• _Try it_: What lines below hold the string "ales"? Copy them all.

******

Issue #2252, opened 2022-05-23
FFI error handling


mversic:
implement better error handling over FFI as is described [here](https://michael-f-bryan.github.io/rust-ffi-guide/errors/return_types.html). Currently, only error codes are transferred over the FFI boundary

mversic:
resuming panics should also be considered: https://doc.rust-lang.org/std/panic/fn.resume_unwind.html

ales-tsurko:
Moved back to **to do** until #2314 is merged, because it heavily affects this task.

Arjentix:
@ales-tsurko , #2314 was merged, do you plan to work on this?

ales-tsurko:
> @ales-tsurko , #2314 was merged, do you plan to work on this?

Hi! I'm on vacation until August, 29. So no at least until this date

mversic:
When an `extern` function fails an error code `FfiReturn` is returned. The user can then query `iroha_ffi` to get more details on the error via another `extern` function named `take_error`/`take_last_error`/`last_error` or similar. IMO this should best be done via `ffi_export` annotation to expose the function for retrieving errors as follows:

```rs
#[ffi_export]
fn take_last_error() -> Option<Box<Error>> {
    // ...
}
```

there should never be any need to write code for FFI serialization/deserialization.

appetrosyan:
It should be made clear that this approach is 
1. Not exactly standard Rust.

******

• _Result of this exercise_:
ales-tsurko:
@ales-tsurko , #2314 was merged, do you plan to work on this?
ales-tsurko:
> @ales-tsurko , #2314 was merged, do you plan to work on this?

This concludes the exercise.